One particularly dull Tuesday, he came up with a sheet of questions for his students:

1.      If you are a woman, say three reasons for which you would rather be a man (or vice versa)
2.      If you are white, say three reasons for which you would rather be black (or vice versa)
3.      If you are married, say three reasons for which you would rather be single (or vice versa)

A certain malaise got into the student’s spine, now that they felt like victims of the avenging teacher. Without any further words, surprises or fun, they were compelled to write a super boring essay by demand.  Some yawns and some nervous coughs broke the silence. The pencils seemed to get lost on the white papers in front of each student, many scribbles ended wrinkled in the waste basket. Many students took a chance by repeating old learned clichés.  They wrote that white people have more opportunities, specially  in cities such as Chicago where segregation is so common;  that black people are more appealing concerning sex and music: that it is more convenient to be a man in a male chauvinist society; that being single enables more freedom but being married gives more stability. Without any paradox not even one guy wrote about the advantages of being a woman…

The next Tuesday, the English teacher arrived later than usual; he took his place at the podium immediately and infringing his own behavior, read aloud, one by one, each evaluation.
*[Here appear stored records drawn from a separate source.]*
PR #1488, opened 2019-03-11
Add event_status_type for events

### LINKED ISSUE #1378: "Registration open" when it's not
All events in https://abakus.no/events are labeled as "Påmelding åpen!", even when they're more than a week away

screenshot 2019-01-30 14 57 55

kotlarz:
Fixes #1378.

- [x] Add event status type: `TBA`.
Events marked as `TBA` should have 0 pools, and set the location to `TBA`.
A user should **not** be able to sign up to this event.
There are no permissions (except Abakom).
This event status type should be used for events that are not completed yet (information to be added), this should also be the default event status type.
**[tests added]**
- [x] Add event status type: `OPEN`.
Events marked as `OPEN` should have 0 pools, just like `TBA`. The only difference is that `OPEN` allows a location to be set.
A user should **not** be able to sign up to this event.
There are no permissions (except Abakom).
This event status type should be used for events hosted by LaBamba, etc.
**[tests added]**
- [x] Add event status type: `INFINITY`.
Events marked as `INFINITY` should have 1 pool, with `capacity` set to `0`.
A user **should** be able to sign up to this event.
This event status type should be used for events such as Abakom Works, etc.
**[tests added]**
- [x] Add event status type: `NORMAL`.
Events marked as `NORMAL` should have function as events previously worked before this PR.
**[tests exists]**


lego/apps/events/constants.py
```diff
@@ -18,6 +18,12 @@
     (EVENT, EVENT),
 )
 
+NORMAL = "normal"
+INFINITY = "infinity"
```
JonasBak: Feel like `INFINITE` fits better, as it is an "infinite pool" not "infinity pool"

lego/apps/events/constants.py
```diff
@@ -18,6 +18,12 @@
...
+OPEN = "open"
+TBA = "tba"
+EVENT_STATUS_TYPES = ((NORMAL, NORMAL), (INFINITY, INFINITY), (OPEN, OPEN), (TBA, TBA))
```
JonasBak: Can we get some documentation somewhere that explains what the different statuses represent? I feel like it's not that self explanatory, and it would be nice to not have to look up this pr to read what they mean.

lego/apps/events/serializers/events.py
```diff
@@ -269,6 +281,15 @@ def validate(self, data):
     def create(self, validated_data):
         pools = validated_data.pop("pools", [])
         is_abakom_only = validated_data.pop("is_abakom_only", False)
+        event_status_type = validated_data.get("event_status_type", constants.NORMAL)
+        if event_status_type == constants.TBA:
+            pools = []
+            validated_data["location"] = "TBA"
```
JonasBak: Shouldn't you be able to set a location if you have one, even if the event itself is TBA?

SmithPeder: I don't think so. This will open more cases. TBA events that have a location, and TBA events that don't have a location. I think we should make it clear and simple, this is an event that is to be announced.

kotlarz: I honestly agree, it's easier for us just to set the location as TBA, and let them rather set the location once it's no longer TBA.

I'll update the PR to reflect this tomorrow.

SmithPeder: 90% of all TBA events have 'TBA' as location anyhow.

JonasBak: Isn't the point of this to not have to use the location to determine what type of event, so is it really another case to have a location?

lego/apps/events/migrations/0024_auto_20190311_2307.py
```diff
@@ -0,0 +1,25 @@
+# Generated by Django 2.1.7 on 2019-03-11 23:07
```
orhanhenrik: You can merge these migrations into one

lego/apps/events/serializers/events.py
orhanhenrik: I don't see a reason to restrict the location on events of type TBA. What function does it have? We can style the TBA event in frontend, and you cannot create pools unless the event is not changed to normal mode anyways.

lego/apps/events/tests/test_events_api.py
```diff
@@ -419,6 +481,76 @@ def test_event_creation(self):
             for key in ["name", "capacity", "activationDate", "permissionGroups"]:
                 self.assertEqual(res_pools[i][key], expect_pools[i][key])
 
+    def test_event_creation_tba(self):
+        """Test event creation for TBA status type"""
+        self.event_response = self.client.post(_get_list_url(), _test_event_data[2])
+        self.assertEqual(self.event_response.status_code, 201)
+        self.event_id = self.event_response.data.pop("id", None)
```
orhanhenrik: Why use `self. event_id` instead of just `event_id`?

lego/apps/events/tests/test_events_api.py
```diff
@@ -419,6 +481,76 @@ def test_event_creation(self):
             for key in ["name", "capacity", "activationDate", "permissionGroups"]:
                 self.assertEqual(res_pools[i][key], expect_pools[i][key])
 
+    def test_event_creation_tba(self):
+        """Test event creation for TBA status type"""
+        self.event_response = self.client.post(_get_list_url(), _test_event_data[2])
+        self.assertEqual(self.event_response.status_code, 201)
```
orhanhenrik: Shouldn't we return 400 if the user tries to set location and pools instead of "failing" silently?

lego/apps/events/tests/test_events_api.py
```diff
@@ -419,6 +481,76 @@ def test_event_creation(self):
...
+            "location",
+            "end_time",
+            "merge_time",
+            "is_abakom_only",
+        ]:
+            self.assertEqual(res_event[key], expect_event[key])
+        created_event = Event.objects.get(id=self.event_id)
+        self.assertEqual(created_event.event_status_type, "infinite")
+        self.assertEqual(len(created_event.pools.all()), 1)
+        self.assertEqual(created_event.pools.all().first().capacity, 0)
```
orhanhenrik: You can omit `.all()` when calling `first()`

lego/apps/events/tests/test_events_api.py
```diff
@@ -419,6 +481,76 @@ def test_event_creation(self):
...
+            "end_time",
+            "merge_time",
+            "is_abakom_only",
+        ]:
+            self.assertEqual(res_event[key], expect_event[key])
+        created_event = Event.objects.get(id=self.event_id)
+        self.assertEqual(created_event.event_status_type, "open")
+        self.assertEqual(len(created_event.pools.all()), 0)
+
+    def test_event_creation_infinite(self):
```
orhanhenrik: Should also add a test case that checks that `normal` type is used as default if no `event_status_type` is passed

lego/apps/events/serializers/events.py
SmithPeder: It's just less to fill out when creating a `TBA` event. Now they need to look up if they maybe have a location and fill that since it's a required field or write TBA themselves.

And when switching to a normal event I want the `location` field to be empty, so they don't forget to switch that from `TBA/random`.

lego/apps/events/tests/test_events_api.py
SmithPeder: Created a test: line 573

lego/apps/events/tests/test_events_api.py
SmithPeder: I think the backend should just overwrite the input and set the event to be TBA with `pools = []` and return `201`. That way frontend bugs where location and events suddenly retain their value or something won't crash the application.

lego/apps/events/migrations/0023_auto_20190319_0007.py
```diff
@@ -0,0 +1,25 @@
+# Generated by Django 2.1.7 on 2019-03-19 00:07
```
orhanhenrik: merge these migrations

lego/apps/events/tests/test_events_api.py
```diff
@@ -419,6 +500,83 @@ def test_event_creation(self):
...
+            "is_abakom_only",
+        ]:
+            self.assertEqual(res_event[key], expect_event[key])
+        created_event = Event.objects.get(id=self.event_id)
+        self.assertEqual(created_event.event_status_type, "INFINITE")
+        self.assertEqual(len(created_event.pools.all()), 1)
+        self.assertEqual(created_event.pools.first().capacity, 0)
+
+    def test_event_create_no_event_status_type(self):
+        """Test evnet creation with no event status type posted"""
```
orhanhenrik: evnet

lego/apps/events/models.py
```diff
@@ -43,6 +43,9 @@ class Event(Content, BasisModel, ObjectPermissionsModel):
     """
 
     event_type = models.CharField(max_length=50, choices=constants.EVENT_TYPES)
+    event_status_type = models.CharField(
+        max_length=50, choices=constants.EVENT_STATUS_TYPES, default=constants.TBA
```
orhanhenrik: Why is the default here TBA while the default in the api endpoint is NORMAL?

lego/apps/events/migrations/0023_auto_20190319_0007.py
odinuge: `TBA` should be default for new event, while old events should be migrated ti get `NORMAL`.

lego/apps/events/serializers/events.py
```diff
@@ -281,6 +302,15 @@ def create(self, validated_data):
...
         pools = validated_data.pop("pools", None)
         is_abakom_only = validated_data.pop("is_abakom_only", False)
+        event_status_type = validated_data.get("event_status_type", constants.NORMAL)
+        if event_status_type == constants.TBA:
+            pools = []
+            validated_data["location"] = "TBA"
+        elif event_status_type == constants.OPEN:
+            pools = []
+        elif event_status_type == constants.INFINITE:
+            for pool in pools:
```
odinuge: Maybe verify that this case only has one pool?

None was excellent: they all got a flat C. Maybe they had improved their grammar or their syntax, he said.  But he ended up penalizing their lack of creativity and their poor structure.

Nobody seemed to really pay him any attention, until the English teacher took off both his  shoes and also his socks. Then he unbuckled his belt and slowly unsheathed one by one, his legs. He unbuttoned his shirt and took it off too. Then, standing in front of his class, so he spoke: “I am white, divorced, nude, liberal, agnostic, neurotic, skeptic, music lover male. I hate vegetarian food. I smoke and  at times I think of myself as though I was gay. I wouldn’t want to be other than what I am and if only one of you would have preferred being what you are, not only would you have gotten an A  plus, but  you would have also gained my respect, my confidence and my solidarity.”
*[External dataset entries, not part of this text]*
PR #1497, opened 2019-03-14
Fix poll permissions

LudvigHz:
Fix poll permissions so that they actually are correct:
anonymous user (not logged in): no permissions
All authenticated users (logged in): list, view and vote
Admin users with correct permissions: update and create

Tests are also updated to match this. (and it doesn't force authenticate all users..)

This fixes issue where users get an error when trying to access abakus.no/polls/{id}

### DIFF
--- a/lego/apps/polls/tests/test_api_polls.py
+++ b/lego/apps/polls/tests/test_api_polls.py
@@ -23,11 +23,11 @@ class PollViewSetTestCase(BaseAPITestCase):
 
     def setUp(self):
         """Create test users"""
-        self.authenticated_user = User.objects.get(username="test1")
+        self.admin = User.objects.get(username="test1")
         self.group = AbakusGroup.objects_with_text.get(name="PollAdminTest")
-        self.group.add_user(self.authenticated_user)
+        self.group.add_user(self.admin)
 
-        self.unauthenticated_user = User.objects.get(username="test2")
+        self.pleb = User.objects.get(username="test2")
 
         self.poll_data = {
             "title": "Hva mener du?",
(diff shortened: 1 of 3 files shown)


lego/apps/polls/tests/test_api_polls.py
```diff
@@ -46,55 +46,53 @@ def setUp(self):
 
     def test_create_poll_authenticated(self):
         """A user with permissions should be able to create a poll"""
-        self.client.force_authenticate(self.authenticated_user)
+        self.client.force_login(self.authenticated_user)
```
odinuge: Is there a reason to change this to `force_login`? The "django-rest-framework" way of doing it is `force_authenticated`, while `force_login` is from the base django test case.

lego/apps/polls/tests/test_api_polls.py
```diff
@@ -113,17 +111,16 @@ def test_vote_poll_authenticated_answered(self):
...
         response = self.client.post(_get_vote_url(1), {"optionId": 1})
-        self.assertEqual(response.status_code, status.HTTP_200_OK)
-        self.assertEqual(Poll.objects.get(pk=1).total_votes, votes + 1)
+        self.assertEqual(response.status_code, status.HTTP_401_UNAUTHORIZED)
+        self.assertEqual(Poll.objects.get(pk=1).total_votes, votes)
 
     def test_vote_poll_not_valid(self):
         """A user should not be able to vote on a poll where valid_until is not in the future"""
-        self.client.force_authenticate(self.authenticated_user)
+        self.client.force_login(self.unauthenticated_user)
```
odinuge: This user should be renamed to `normal_user` or `pleb` (we mostly use pleb quite a bit). `unauthenticated_user` implies that there is no user (aka. not authenticated - Anonymous user https://docs.djangoproject.com/en/2.1/ref/contrib/auth/#anonymoususer-object).

Also, `self.authenticated_user` should be renamed to something like `admin`.

Maor info about authentication vs authorization: https://stackoverflow.com/questions/6556522/authentication-versus-authorization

One of the white students, who incidentally looked very much like the English teacher,   spoke up and said: “I still don’t know who I am, or what I want and therefore I can see benefits and disadvantages in everything and also I can easily become others. Hence I feel respect and solidarity   for everyone in this class where we gather to learn how to write”  

Suddenly the Department Chair erupted through the door. A disapproving grin preceded his words. Furthermore, he got furious. “I will not tolerate this disrespectful behavior from a mischief maker, from a nudist!” he shouted breathlessly.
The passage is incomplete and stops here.